On Thursday a U.S. Senate panel finally got a peek at a study that reviewed whether banks considered “too big to fail” can still issue debt at lower interest rates than smaller banks. The verdict was mixed. Although the report confirmed the perception that large U.S. banks have an edge over smaller rivals, the funding advantage seems to have ebbed considerably since the early days of the 2008 recession, when federal government bailouts of big banks prevailed.
Authored by the Government Accountability Office, the report’s ambiguous findings could provide grist for Congressional leaders on both sides of the TBTF argument.
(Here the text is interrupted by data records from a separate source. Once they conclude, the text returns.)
PR #794, opened 2021-04-13
Fix within link

edag94:
Fixing issue [793](https://github.com/testing-library/testing-library-docs/issues/793)


alexkrolick (approved):
Thanks

PR #811, opened 2021-04-22
docs: Replace deprecated api

ErfanMirzapour:
oc page: (q6)
https://testing-library.com/docs/react-testing-library/faq

Replace `wait` which is deprecated with `waitFor`.


eps1lon (approved):
Thanks!

PR #812, opened 2021-04-22
docs: Correct meaning and punctuation of sentence

ErfanMirzapour:
Doc: https://testing-library.com/docs/ecosystem-user-event/#api


eps1lon (approved):
Much better, thanks!

PR #818, opened 2021-05-05
docs: replaced url for queries page

shemExelate:
resolves https://github.com/testing-library/testing-library-docs/issues/803

### DIFF
--- a/docs/react-testing-library/migrate-from-enzyme.mdx
+++ b/docs/react-testing-library/migrate-from-enzyme.mdx
@@ -199,10 +199,10 @@ automatically cleans up the output for each test, so you don't need to call
 
 The other thing that you might notice is `getByRole` which has `heading` as its
 value. `heading` is the accessible role of the `h1` element. You can learn more
-about them on [queries](dom-testing-library/api-queries.mdx#byrole)
-documentation page. One of the things people quickly learn to love about Testing
-Library is how it encourages you to write more accessible applications (because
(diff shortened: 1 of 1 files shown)


eps1lon (changes requested):
Could you also add a redirect to the new page so that links from older versions of the docs and links from external pages work as well?

shemExelate:
> Could you also add a redirect to the new page so that links from older versions of the docs and links from external pages work as well?

Correct me if I'm wrong but I think there is already a redirect for this page

https://github.com/testing-library/testing-library-docs/blob/ba1ae858d1362dc4e923f1b9915c9994dbc57655/netlify.toml#L58

eps1lon (approved):
> Correct me if I'm wrong but I think there is already a redirect for this page

@shemExelate That's confusing to me. The redirects are working. But on the currently deployed docs the link doesn't make sense at all:

In https://testing-library.com/docs/react-testing-library/migrate-from-enzyme/#test-1-render-the-component-and-check-if-the-h1-value-is-correct "queries" links to https://testing-library.com/docs/react-testing-library/migrate-from-enzyme/dom-testing-library/api-queries.mdx#byrole which obviously is 404.

But I guess this wasn't the original link but rather https://testing-library.com/docs/dom-testing-library/api-queries#byrole which does redirect. So at least links from externals should be good.

eps1lon:
@all-contributors add @shemExelate for docs

PR #820, opened 2021-05-05
feat: Awards section

Liadshiran:
As described in issue #753 
I could not find a more suitable image for the state of js award, so I just cropped it as it appears there. If anyone has a better suggestion I'm open to change this.


Liadshiran:
Recreated this PR with the commit from the correct git user:
https://github.com/testing-library/testing-library-docs/pull/821

PR #236, opened 2022-02-22
HA: only test agents on supported releases

paride:


paride:
@lucaskanashiro let me know if I forgot to exclude any unsupported combination.

PR #238, opened 2022-03-07
c-i-i: major refactoring and conversion to pipeline jobs (SC-875)

paride:
User visible changes:
 * Drop the -proposed jobs; make the .deb source a parameter
 * Add -trigger jobs, watching the daily-ppa for changes
 * Allow to limit which tests to run
 * Add -ALL manual trigger jobs
 * Move the list of Ubuntu releases to _common
   (to be used by other projects in the future).


paride:
After merging this we'll want to run `admin-jobs-update` with `delete_old=true` to get rid of the other (old and test) jobs.

jenkins-jobs/cloud-init/integration.yaml
```diff
@@ -17,112 +17,285 @@
...
+
+            steps {{
+              dir('cloud-init') {{
+                sh 'tox -e integration-tests-jenkins -- -v --junitxml="$WORKSPACE/junit-report.xml" --showlocals "$pytest_file_or_dir"'
+              }}
+            }}
+
+            post {{
+              cleanup {{
+                sh 'echo TODO'
```
TheRealFalcon, line 174: Were you expecting anything to be here before we merge this?

paride: Thanks for reviewing! The TODO is not for this PR: my plan it to add an extra cleanup stage to be really sure that no stale instances are left running in the clouds. Currently we don't have this, and this PR doesn't implement it either, but that's the place for it.

PR #239, opened 2022-03-09
Temporarely disable the email publishers

paride:
Waiting for RT: #136241 to be addressed.


paride:
Apparently the failure to send emails doesn't cause the jobs to be marked as FAILURE, we "only" get an ugly traceback in the console log. So maybe maybe we can avoid merging this, however I'll keep it up in case the broken email setup is causing other issues which I don't immediately see.

athos-ribeiro (approved):
LGTM as is. +1 to holding this for now since it is not causing failures.

PR #178, opened 2018-01-03
GEODE-3998: Links Cache::Name to DistributeSystem::Name

pivotal-jbarrett:


cppcache/src/CacheFactory.cpp
```diff
@@ -109,39 +132,6 @@ Cache CacheFactory::create() const {
...
-      cache.close();
-    }
-    throw apache::geode::client::UnknownException(
-        "Exception thrown in CacheFactory::create");
-  }
-
-  return cache;
-}
-
 std::shared_ptr<CacheFactory> CacheFactory::set(const std::string& name,
```
echobravopapa: If Cache name is linked to DS name, doesn't this need to flow through to the DS...?

pivotal-jbarrett: Yes, but I am not sure what you are referring to here?

echobravopapa: CacheFactory::set() takes a name parameter, which is inserted into the dsProperties... is that guaranteed to update the name the DS uses?

pivotal-jbarrett: This method takes a name/value pair to update ds properties. It is not explicitly setting the "ds name". 

The fact that this is the worst way to handle configuration is outside the scope of this issue.

echobravopapa: fair enough...

PR #182, opened 2018-01-09
GEODE-4188: Moves headers and templates internal.

pivotal-jbarrett:
- Moves chrono::duration extensions internal.
- Moves functional extensions internal.


cppcache/include/geode/Properties.hpp
```diff
@@ -97,7 +98,7 @@ class CPPCACHE_EXPORT Properties : public Serializable {
   template <class _Rep, class _Period>
   void insert(std::string key,
               const std::chrono::duration<_Rep, _Period>& value) {
-    insert(key, util::chrono::duration::to_string(value));
+    insert(key, to_string(value));
```
echobravopapa: duration is no longer needed here?

PR #187, opened 2018-01-11
GEODE-4282: Fixes createValue/Key functions.

pivotal-jbarrett:


pivotal-jbarrett:
For some reason this doesn't compile on GCC despite compiling just fine on Clang. I am investigating. Will re-open when resolved.

PR #188, opened 2018-01-17
GEODE-3391: Update Transaction id to pass by references

dgkimura:
Updates _CacheTransactionManager.hpp_ to use type ```TransactionId&``` instead of ```std::shared_ptr<TransactionId>```.

Notes: Important to note this change to ref forces behavior change because previous code returned nullptr when suspending transaction if transaction isn't currently in flight ([example](https://github.com/apache/geode-native/compare/develop...dgkimura:feature/GEODE-3391-transactionidref?expand=1#diff-1d700ac09f0ace4175f618859ead7f34L329)).  Now we instead throw.  If we wanted to preserve previous behavior, we would likely need to use raw/smart pointers instead of references.

Testing: All stable integration tests and unittests passed on Mac and Windows.  Note that all but 1 of transaction tests are currently marked flaky...  I will try to tackle fixing these tests in separate pull-request.

### DIFF
--- a/clicache/integration-test/ThinClientCSTXN.cs
+++ b/clicache/integration-test/ThinClientCSTXN.cs
@@ -409,7 +409,9 @@ namespace Apache.Geode.Client.UnitTests
         resumeEx = true;
       }
       Assert.AreEqual(resumeEx, true, "The transaction should not be resumed");
-      Assert.AreEqual(CacheHelper.CSTXManager.Suspend(), null, "The transaction should not be suspended");
+
+      // The transaction should not be suspended
+      // Assert.Throws<Exception>( delegate { CacheHelper.CSTXManager.Suspend(); });
     }
 
     public void CallOp()
--- a/clicache/src/Cache.cpp
+++ b/clicache/src/Cache.cpp
@@ -99,7 +99,7 @@ namespace Apache
         {
           auto nativeptr = std::dynamic_pointer_cast<InternalCacheTransactionManager2PC>(
             m_nativeptr->get()->getCacheTransactionManager());
-          return Apache::Geode::Client::CacheTransactionManager::Create(nativeptr);
+          return Apache::Geode::Client::CacheTransactionManager::Create(nativeptr.get());
         }
         finally
         {
--- a/clicache/src/CacheTransactionManager.cpp
+++ b/clicache/src/CacheTransactionManager.cpp
@@ -35,14 +35,7 @@ namespace Apache
       {
         _GF_MG_EXCEPTION_TRY2
 
-          try
-          {
-            m_nativeptr->get()->begin( );
-          }
-          finally
-          {
-            GC::KeepAlive(m_nativeptr);
-          }
+          m_nativeptr->begin( );
 
         _GF_MG_EXCEPTION_CATCH_ALL2
       }
@@ -51,14 +44,7 @@ namespace Apache
       {
         _GF_MG_EXCEPTION_TRY2
 
-          try
-          {
-            m_nativeptr->get()->prepare( );
-          }
-          finally
-          {
-            GC::KeepAlive(m_nativeptr);
-          }
+          m_nativeptr->prepare( );
 
         _GF_MG_EXCEPTION_CATCH_ALL2
       }
@@ -66,28 +52,18 @@ namespace Apache
       void CacheTransactionManager::Commit( )
       {
         _GF_MG_EXCEPTION_TRY2
-          try
-          {
-            m_nativeptr->get()->commit( );
-          }
-          finally
-          {
-            GC::KeepAlive(m_nativeptr);
-          }
+
+            m_nativeptr->commit( );
+
         _GF_MG_EXCEPTION_CATCH_ALL2
       }
 
       void CacheTransactionManager::Rollback( )
       {
         _GF_MG_EXCEPTION_TRY2
-          try
-          {
-            m_nativeptr->get()->rollback( );
-          }
-          finally
-          {
-            GC::KeepAlive(m_nativeptr);
-          }
+
+            m_nativeptr->rollback( );
+
         _GF_MG_EXCEPTION_CATCH_ALL2
       }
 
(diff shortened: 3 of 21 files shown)


clicache/integration-test/ThinClientCSTXN.cs
```diff
@@ -409,7 +409,9 @@ public void SuspendResumeCommit()
         resumeEx = true;
       }
       Assert.AreEqual(resumeEx, true, "The transaction should not be resumed");
-      Assert.AreEqual(CacheHelper.CSTXManager.Suspend(), null, "The transaction should not be suspended");
+
+      // The transaction should not be suspended
```
pivotal-jbarrett: Was your intention to add a test for the exception here?

clicache/src/Cache.cpp
```diff
@@ -99,7 +99,7 @@ namespace Apache
         {
           auto nativeptr = std::dynamic_pointer_cast<InternalCacheTransactionManager2PC>(
             m_nativeptr->get()->getCacheTransactionManager());
```
pivotal-jbarrett: I thought this was now supposed to return a ref not a shared_ptr?

clicache/src/CacheTransactionManager.cpp
```diff
@@ -35,14 +35,7 @@ namespace Apache
...
 
-          try
-          {
-            m_nativeptr->get()->begin( );
-          }
-          finally
-          {
-            GC::KeepAlive(m_nativeptr);
-          }
+          m_nativeptr->begin( );
```
pivotal-jbarrett: Do you still need the keepalive here? This CLI object can collect while still in the native begin method. Does the CLI object own and destroy the native object?

cppcache/include/geode/CacheTransactionManager.hpp
```diff
@@ -173,15 +173,15 @@ class _GEODE_EXPORT CacheTransactionManager {
    * @since 3.6.2
    * @see #isSuspended(TransactionId)
    */
-  virtual bool exists(std::shared_ptr<TransactionId> transactionId) = 0;
+  virtual bool exists(TransactionId& transactionId) = 0;
```
pivotal-jbarrett: Could TransactionId be a value type? My thinking is what if someone needed to suspend the tx, keep a copy of the id, maybe pass to another thread, and resume. It was easy to do with shared pointer, harder to do with ref, easy to do as value.

cppcache/src/CacheTransactionManagerImpl.cpp
```diff
@@ -321,12 +321,12 @@ ThinClientPoolDM* CacheTransactionManagerImpl::getDM() {
...
 
 Cache* CacheTransactionManagerImpl::getCache() { return m_cache->getCache(); }
-std::shared_ptr<TransactionId> CacheTransactionManagerImpl::suspend() {
+TransactionId& CacheTransactionManagerImpl::suspend() {
   // get the current state of the thread
   TXState* txState = TSSTXStateWrapper::s_geodeTSSTXState->getTXState();
   if (txState == nullptr) {
     LOGFINE("Transaction not in progress. Returning nullptr transaction Id.");
-    return nullptr;
+    throw TransactionException("Transaction not in progress.");
```
pivotal-jbarrett: 👍 Love this so much more than `nullptr`.

cppcache/src/CacheTransactionManagerImpl.cpp
```diff
@@ -364,16 +364,16 @@ std::shared_ptr<TransactionId> CacheTransactionManagerImpl::suspend() {
...
   // add the transaction state to the list of suspended transactions
-  addSuspendedTx(txState->getTransactionId()->getId(), txState);
+  addSuspendedTx(txState->getTransactionId().getId(), txState);
 
   // set the current transaction state as null
   TSSTXStateWrapper::s_geodeTSSTXState->setTXState(nullptr);
 
   // return the transaction ID
-  return txState->getTransactionId();
+  return static_cast<TransactionId&>(txState->getTransactionId());
```
pivotal-jbarrett: What's with this cast?

cppcache/include/geode/CacheTransactionManager.hpp
dgkimura: I agree that would be nicer.  And originally that was my plan too.  However, I think problem I ran into was that `TransactionId` is an abstraction and actual class being passed is `TXId`.  If you'd like, I can investigate meaning behind this abstraction and whether it can be dropped and then make change to value type accordingly.  Thoughts?

clicache/src/Cache.cpp
dgkimura: That seems reasonable to me.  But, that's a change to `Cache` interface and I assumed scope of this change was only `CacheTransactionManager`.

cppcache/src/CacheTransactionManagerImpl.cpp
dgkimura: Type being returned is a `TXId`.  Similar to above comment, it may be worth investigating if abstraction can be removed.  Is that something that should be tackled in a separate GEODE ticket or shall I give it a quick stab as part of GEODE-3391?

clicache/integration-test/ThinClientCSTXN.cs
dgkimura: Yup, thanks for catching.

cppcache/include/geode/CacheTransactionManager.hpp
pivotal-jbarrett: Let's investigate separate from this ticket.

cppcache/src/CacheTransactionManagerImpl.cpp
pivotal-jbarrett: Let's investigate separate from this ticket.

cppcache/integration-test/CMakeLists.txt
```diff
@@ -183,8 +183,6 @@ set_property(TEST testThinClientPutAllPRSingleHop PROPERTY LABELS FLAKY)
 set_property(TEST testThinClientPutAllWithCallBackArgWithoutConcurrency PROPERTY LABELS FLAKY)
 set_property(TEST testThinClientSecurityCQAuthorizationMU PROPERTY LABELS FLAKY)
 set_property(TEST testThinClientTXFailover PROPERTY LABELS FLAKY)
-set_property(TEST testThinClientTransactionsWithSticky PROPERTY LABELS FLAKY)
```
pivotal-jbarrett: Yay for fixed tests!

PR #189, opened 2018-01-22
GEODE-4282: Remove createKey/Value templates.

pivotal-jbarrett:
- Use Serializable::create to specialize for creating cacheable objects.
- Use CacheableKey::create to specialize for creating key objects.


cppcache/include/geode/CacheableString.hpp
```diff
@@ -167,46 +166,86 @@ class _GEODE_EXPORT CacheableString : public CacheableKey {
   static bool isAscii(const std::string& str);
 };
 
-inline std::shared_ptr<CacheableKey> createKeyArr(const std::string& value) {
+template <>
+inline std::shared_ptr<CacheableKey> CacheableKey::create(const char* value) {
```
dgkimura: It looks like the only difference between these template specializations is the argument.  Would it make sense to create a type_trait for `is_char` and do some `enable_if` logic here?

cppcache/include/geode/Cacheable.hpp
```diff
@@ -34,12 +34,6 @@ namespace client {
 
 typedef Serializable Cacheable;
```
dgkimura: Is there any point to keeping this file around now?

cppcache/test/SerializableCreateTests.cpp
```diff
@@ -0,0 +1,157 @@
...
+#include <gtest/gtest.h>
+
+#include <geode/Serializable.hpp>
+#include <geode/CacheableString.hpp>
+#include <geode/CacheableBuiltins.hpp>
+#include <geode/CacheableDate.hpp>
+
+using namespace apache::geode::client;
+
+TEST(SerializableCreateTests, forArrayOf_constchar) {
```
dgkimura: Yay!

cppcache/include/geode/Cacheable.hpp
pivotal-jbarrett: We could totally move this into Serializable.hpp at this point. I'll write up another ticket to investigate the best solution. 

https://issues.apache.org/jira/browse/GEODE-4356

cppcache/include/geode/CacheableString.hpp
pivotal-jbarrett: It would. I spent some time on it and could find the right combination. Do you want to have a crack at it. Changing it later won't be an issue since it will still expose all the same string types.

cppcache/include/geode/Region.hpp
```diff
@@ -380,22 +380,22 @@ class _GEODE_EXPORT Region : public std::enable_shared_from_this<Region> {
...
   template <class KEYTYPE>
   inline void put(const KEYTYPE& key, const std::shared_ptr<Cacheable>& value,
                   const std::shared_ptr<Serializable>& arg = nullptr) {
-    put(createKey(key), value, arg);
+    put(CacheableKey::create(key), value, arg);
   }
 
   /** Convenience method allowing value to be a const char* */
   template <class VALUETYPE>
   inline void put(const std::shared_ptr<CacheableKey>& key,
```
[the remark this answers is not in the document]
pivotal-jbarrett: Let's investigate this a little more. I am not excited at all by the templates that were here and tried to clean it up by removing the 4 namespaced functions that created cacheables. Because of matching rules they don't really match what you would expect. This particular function you commented on only matches if the second argument is actually of type `std::shared_ptr<Cacheable>` and will not match any of the derivatives of `Cacheable`. Almost all the calls end up matching the `KEYTYPE`, `VALUETYPE` template.

PR #190, opened 2018-01-23
GEODE-4314: Removes std::enable_shared_from_this.

pivotal-jbarrett:
- Adds std::enable_shared_from_this to PdxSerializable to satisfy some
  strange serialization behavior. See GEODE-4359

### DIFF
--- a/cppcache/src/PdxHelper.cpp
+++ b/cppcache/src/PdxHelper.cpp
@@ -14,12 +14,6 @@
  * See the License for the specific language governing permissions and
  * limitations under the License.
  */
-/*
- * PdxHelper.cpp
- *
- *  Created on: Dec 13, 2011
- *      Author: npatel
- */
 
 #include <geode/Cache.hpp>
 #include <geode/DataInput.hpp>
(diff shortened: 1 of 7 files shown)


cppcache/src/PdxHelper.cpp
```diff
@@ -53,10 +47,8 @@ PdxHelper::~PdxHelper() {}
 
 void PdxHelper::serializePdx(DataOutput& output,
                              const PdxSerializable& pdxObject) {
-  serializePdx(
-      output,
-      std::static_pointer_cast<PdxSerializable>(
-          std::const_pointer_cast<Serializable>(pdxObject.shared_from_this())));
+  serializePdx(output, std::const_pointer_cast<PdxSerializable>(
+                           pdxObject.shared_from_this()));
```
dgkimura: Hmm.. something feels awkward about this.  Looks like we assume `pdxObject` is a smart pointer allocated on the heap w/control block.  If we want to increment ref count in this call would it make more sense to pass a shared_ptr as argument instead of explicitly calling `shared_from_this()`?

pivotal-jbarrett: Completely agree! I’d say we should pair up on GEODE-4359 and dig in

PR #197, opened 2018-01-29
 GEODE-4416: Converts CqState to enum class.

pivotal-jbarrett:


cppcache/src/TcrMessage.hpp
```diff
@@ -50,12 +50,15 @@
...
 namespace geode {
 namespace client {
+
 class TcrMessage;
 class ThinClientRegion;
 class ThinClientBaseDM;
 class TcrMessageHelper;
 class TcrConnection;
 class TcrMessagePing;
+enum class CqState;
```
dgkimura: Why does this need to be forward declared?

cppcache/src/TcrMessage.cpp
```diff
@@ -2332,7 +2332,7 @@ TcrMessageExecuteCq::TcrMessageExecuteCq(std::unique_ptr<DataOutput> dataOutput,
   writeStringPart(str1);  // cqName
   writeStringPart(str2);  // query string
 
-  writeIntPart(state);  // cq state
+  writeIntPart(static_cast<int32_t>(state));  // cq state
```
dgkimura: Almost seems there should be a `writeCqStatePart(CqState state)` or a `writePart(CqState state)`?

cppcache/src/TcrMessage.hpp
pivotal-jbarrett: This header does include, nor does it need to include the enum. I suppose it wouldn't hurt, but it is one less include.

cppcache/src/TcrMessage.cpp
pivotal-jbarrett: It looks like `enum` automatically converts to it underlying type, in this case `int` but `enum class` you have to explicitly cast to its underlying type to get the same result. Nothing changed at this call spot other than adding the explicit cast.

dgkimura: I feel like a big part of `enum class` is type safety.  By using `static_cast` we're overriding that safety.  It's not a big deal, but this smells a little fishy.

pivotal-jbarrett: http://en.cppreference.com/w/cpp/language/enum

It looks like the ambiguity and some of the nastiness of enum melts away if you explicitly define the integral type the enum extends. I will see what this looks like by extending int32_t explicitly. Though at this particular call we want to guarantee that a 32 bit value is serialized.

pivotal-jbarrett: So explicitly making this `enum` extend `int32_t` does not remove the need to cast to `int32_t` here since, inline with the documentation, scoped `enum`s to do not implicitly convert to integral types but may be explicitly converted using `static_cast`.

dgkimura: If you think it makes sense, I'm fine with keeping the `static_cast`.  It was just fishy to me that we're treating the `enum class` like an `int` and calling `writeIntPart`, but it really isn't an `int` and shouldn't be treated as one.

PR #198, opened 2018-01-29
 GEODE-4413: Converts CqOperation to enum class.

pivotal-jbarrett:


clicache/src/CqOperation.hpp
```diff
@@ -15,34 +15,22 @@
...
-
       /// <summary>
-      /// Enumerated type for CqOperationType
+      /// Enumerated type for CqOperation
       /// </summary>
-      public enum class CqOperationType
+      public enum class CqOperation
       {
-	OP_TYPE_INVALID = -1,
+	      OP_TYPE_INVALID = -1,
```
dgkimura: Oops

pivotal-jbarrett: Oops, good find.

PR #200, opened 2018-01-30
Geode 4335: Custom serialization example

mhansonp:


mhansonp:
request merge to the wrong base...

The report doesn’t deny the probability that the government would bail out large banks if warranted, but it also doesn’t conclusively find that big banks have a significant advantage in the financial markets.
In a joint statement commenting on the report, Ohio Senator Sherrod Brown and Louisiana Senator David Vitter, both of whom commissioned the report more than a year ago, said that although the report reveals that the federal backing of big banks has abated, it could still resurface if the economy worsens “or low borrowing costs across the economy begin to rise.”
“Wall Street lobbyists may try to spin that the advantage has lessened,” said the senators, who currently serve on the Senate Banking Committee. “But if the Army Corps of Engineers came out with study that said a levee system works pretty well when it’s sunny — but couldn’t be trusted in a hurricane — we would take that as evidence we need to act.”
To address the issue of too big to fail, both senators, according to a release announcing the report’s findings, have introduced a bill “that would significantly raise capital requirements for large banks.”